Plaintiff also requests the Court to order Defendant to produce for deposition
any individuals with knowledge relevant to FMLA violations and allegations of
document fraud, alteration, and destruction. ECF No. 66, PageID.1427.2 However,
the Court generally does not get involved in the discovery process in this manner
unless the other side has been failing to respond to discovery requests to some extent
and there has been a motion to compel. Although Plaintiff has alleged various
2
Discovery ended on September 24, 2024. See ECF No. 60. However, Plaintiff
currently has a motion pending to extend the discovery period. ECF No. 68.
Plaintiff indicated in his motion that Defendant would oppose any extension. Id. at
PageID.1432. As such, the Court is awaiting Defendant’s responsive brief on that
matter before ruling on it.
discovery abuses, including fraud and alteration or destruction of documents, the
Court has already addressed these issues in denying Plaintiff’s motion for sanctions.
See ECF No. 59. Furthermore, Plaintiff’s allegation that Defendant sought to
obstruct discovery by filing a motion for protective order is unfounded. See ECF No.
54 (granting Defendant’s motion for protective order). In all, there is no evidence
that Defendant has not responded to the discovery requests that it was required to
respond to. See ECF No. 51, PageID.1314 (discussing Defendant’s responses to
Thomas’s discovery requests). Thus, Plaintiff must utilize traditional discovery
tools to find out whom he needs to depose and must notice the depositions on
Defendant. See Fed. R. Civ. P. 30(b).
C. Resources
In Plaintiff’s Motion for Court Assistance in conducting depositions, he
requests the provision of guidance and resources for conducting depositions
effectively. ECF No. 66, PageID.1427. The Court recommends that Plaintiff visit
the Eastern District of Michigan’s pro se webpage and look through the resources
offered
there.
See
www.mied.uscourts.gov/index.cfm?pageFunction=proSe.

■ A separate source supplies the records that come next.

Issue #8956, opened 2026-07-16
[Bug]: Fail to list remote dirs


zetxtech:
### Operating system

Windows

### Orca version

1.4.141.0

### Details

<img width="670" height="675" alt="Image" src="https://github.com/user-attachments/assets/52386a82-47f3-436e-b1f9-c21c943ce5e9" />

This is a linux remote server, but:

> Error invoking remote method 'ssh:browseDir': RemoteBrowseError: zsh:1: command not found: powershell.exe

This problem occurs randomly and has a high recurrence rate.

OrcaWin:
## Agent reproduction package (Windows orchestration 2026-07-16)

**Host context:** Windows 11 / Orca **1.4.143.0** / repo path used: `docs/bug-reproductions/`  
**Labels applied:** see issue labels (`has_repro` or `cannot_repro`).  
**Security:** Do **not** run user-uploaded binaries from issue attachments. Recreate fixtures from the steps/scripts below.

---
# Issue 8956 — Fail to list remote dirs

**Status:** `needs_setup`  
**Host:** Windows 11, Orca 1.4.143, repo main  
**Label:** none (not conclusive for e2e)

## Summary

Reporter (Orca 1.4.141) gets:

```text
Error invoking remote method 'ssh:browseDir': RemoteBrowseError: zsh:1: command not found: powershell.exe
```

when browsing a **Linux** remote over SSH. Occurs randomly with high recurrence.

## Environment gates (this host)

| Need | Present |
|------|---------|
| Linux SSH remote | **No** (no `~/.ssh/config`, empty `orca environment list`) |
| Local unit tests for handler | **Yes** |

## What we verified

### Source (`src/main/ipc/ssh-browse.ts`)

1. Always try POSIX: `cd <path> && pwd && command ls -1Ap`
2. On any `RemoteBrowseError`, try Windows PowerShell fallback (`powershell.exe ...`)
3. If PowerShell exits **127** (`command not found`), surface the **original POSIX** error via `isPosixCommandNotFound` — not the PowerShell message

### Unit tests (`src/main/ipc/ssh-browse.test.ts`)

```powershell
pnpm exec vitest run src/main/ipc/ssh-browse.test.ts
# 14/14 passed on 2026-07-16
```

Includes regression: *surfaces the original POSIX failure when the PowerShell retry shows the host is not Windows* (zsh/bash `powershell.exe: command not found` → original error).

### Implication

[...]

PR #10785, opened 2026-07-26
Fix SSH directory browsing fallback on POSIX hosts

luizeof:
## Summary

- mark successful POSIX shell startup before running the remote `cd`/`pwd`/`ls` sequence
- preserve POSIX directory-listing failures instead of retrying them through `powershell.exe`
- remove the internal shell marker from user-visible diagnostics
- recognize zsh `powershell.exe` command-not-found failures even when the SSH server reports exit code 1 instead of 127

## Root cause

The remote directory browser first executes a POSIX listing command and falls back to PowerShell for Windows OpenSSH hosts. The fallback was triggered for every `RemoteBrowseError`, including ordinary failures that occurred after a POSIX shell had already started, such as an inaccessible or invalid directory on a Debian host.

As a result, a genuine POSIX error could be replaced by a misleading message such as:

CleanShot 2026-07-26 at 17 52 32

```text
zsh:1: command not found: powershell.exe
```

This made a macOS client connected to a Debian host appear to depend on PowerShell even though no Windows system was involved.

## Implementation

The POSIX browse command now writes a private marker to stderr before changing directories or invoking `ls`. If the listing later exits unsuccessfully and the marker was observed, the handler knows that the POSIX command dialect executed successfully and returns the original POSIX failure without attempting the Windows fallback.

The marker is stripped before diagnostics are surfaced, so users continue to receive only the actionable remote error. The PowerShell fallback remains available when the POSIX command wrapper never starts, preserving Windows OpenSSH support. The fallback error handling also accounts for SSH servers that rewrite command-not-found exit status 127 to 1.

## User impact

On macOS/Linux clients connected to POSIX SSH hosts, directory browsing no longer invokes `powershell.exe` after a normal remote path or permission failure. Users receive the real Debian/Linux/macOS error instead of an unrelated Windows-shell error. Windows SSH directory browsing retains its existing fallback behavior.

## Validation

- `pnpm exec vitest run --config config/vitest.config.ts src/main/ipc/ssh-browse.test.ts` — 14 tests passed
- `pnpm exec oxlint src/main/ipc/ssh-browse.ts src/main/ipc/ssh-browse.test.ts`
- `pnpm exec oxfmt --check src/main/ipc/ssh-browse.ts src/main/ipc/ssh-browse.test.ts`
- `pnpm run typecheck:node`
- `git diff --check`

The regression coverage verifies that a confirmed POSIX-shell failure does not execute PowerShell and that the internal marker is absent from the surfaced error.

## ELI5

Browsing remote folders over SSH on Linux/macOS hosts sometimes failed because Orca mistakenly tried a PowerShell fallback after a real POSIX error. It now treats POSIX listing failures correctly and keeps error messages cleaner.

### DIFF
--- a/src/main/ipc/ssh-browse.test.ts
+++ b/src/main/ipc/ssh-browse.test.ts
@@ -68,7 +68,9 @@ describe('registerSshBrowseHandler', () => {
         { name: 'README.md', isDirectory: false }
       ]
     })
-    expect(exec).toHaveBeenCalledWith('cd "$HOME" && pwd && command ls -1Ap')
+    expect(exec).toHaveBeenCalledWith(
+      `printf '%s\\n' '__ORCA_POSIX_BROWSE__' >&2 && cd "$HOME" && pwd && command ls -1Ap`
+    )
     expect(channel.listenerCount('data')).toBe(0)
     expect(channel.listenerCount('exit')).toBe(0)
     expect(channel.listenerCount('close')).toBe(0)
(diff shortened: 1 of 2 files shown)


Jinwoo-H:
Thanks @luizeof for the POSIX SSH directory-browsing diagnosis and marker/error-path tests. We are taking ownership through existing issue #8956, which tracks the same remote-directory listing fallback failure. We will reimplement on current main; no contributor rebase, retest, or other follow-up is requested. Closing this superseded branch while preserving your credit.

Particularly, the Court recommends contacting the University of Detroit Mercy Law
School’s Federal Pro Se Legal Assistance Clinic which is located in the Courthouse.
The Clinic’s hours are Monday, Wednesday, and Friday from 1:00 pm to 5:00 pm.
Plaintiff is advised to call (313) 234-2690 or email proseclinic@udmercy.edu to
make an appointment. In addition, the Court’s pro se webpage contains a list of free
legal clinics for indigent individuals that Plaintiff may contact to seek potential
representation.
The Court also advises Plaintiff that he must familiarize himself with the
Court’s local rules and the Federal Rules of Civil Procedure. Indeed, familiarizing
himself with these rules will help him understand the steps he must take to obtain
the depositions he seeks from Defendant, along with giving him a better
understanding of the litigation process ahead of him.
IV.
CONCLUSION
Accordingly, Plaintiff’s Motion to Appoint Counsel and Motion for Court
Assistance in Conducting Depositions are DENIED.
IT IS SO ORDERED.
Dated: September 26, 2024
/s/Gershwin A. Drain
GERSHWIN A. DRAIN
United States District Judge
CERTIFICATE OF SERVICE
Copies of this Order were served upon attorneys of record on
September 26, 2024, by electronic and/or ordinary mail.